Your answer should reproduce every line of the material in which the word "repositoryID" occurs.

*** Begin section ***

PR #4483, opened 2022-10-26
Create branch & tag conflicting name validations

### LINKED ISSUE #2667: Do not allow a branch and a tag with the same name
Reasons:
1. It is never a good idea to have a branch and a tag with the same name.
2. Although git allows this, it also offers a way to refer to each of the branch/tag explicitly:
    `git checkout refs/tags/example` will checkout the tag `example` even if a branch by this name exists. lakeFS does not offer something similar, so you will basically never be able to access a tag if a branch with the name already exists.

Therefore, let's block this option.
Note: solving this should also take into account that there may already be branches/tags with the same name on existing installations.

### LINKED ISSUE #4468: Do not allow tag name that uses slash (/)
Using tag with slash will prevent the use of the tag as part object access path - the slash delimiter is used to separate between the repository, ref (branch, tag, commit) and the object path.
We should block block the create as done for branch name.

itaiad200:
closes #4468 
closes #2667

### DIFF
--- a/pkg/catalog/catalog.go
+++ b/pkg/catalog/catalog.go
@@ -415,11 +415,10 @@ func (c *Catalog) CreateBranch(ctx context.Context, repositoryID string, branch 
 	if err != nil {
 		return nil, err
 	}
-	if _, err := c.Store.GetCommit(ctx, repository, graveler.CommitID(branchID)); err == nil {
-		return nil, fmt.Errorf("commit ID %s: %w", branchID, graveler.ErrConflictFound)
-	} else if !errors.Is(err, graveler.ErrNotFound) {
+	if err := c.checkCommitIDDuplication(ctx, repository, graveler.CommitID(branchID)); err != nil {
 		return nil, err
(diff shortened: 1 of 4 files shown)


pkg/catalog/catalog.go
```diff
@@ -415,6 +415,16 @@ func (c *Catalog) CreateBranch(ctx context.Context, repositoryID string, branch
 	if err != nil {
 		return nil, err
 	}
+	if _, err := c.Store.GetCommit(ctx, repository, graveler.CommitID(branchID)); err == nil {
```
N-o-Z, line 418: We can consolidate the duplicate code into a validation function.

N-o-Z (changes requested):
Looks good!
One comment

pkg/catalog/catalog.go
itaiad200: Done.

N-o-Z (approved):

*** End section ***

Task answer
@@ -415,11 +415,10 @@ func (c *Catalog) CreateBranch(ctx context.Context, repositoryID string, branch 
@@ -415,6 +415,16 @@ func (c *Catalog) CreateBranch(ctx context.Context, repositoryID string, branch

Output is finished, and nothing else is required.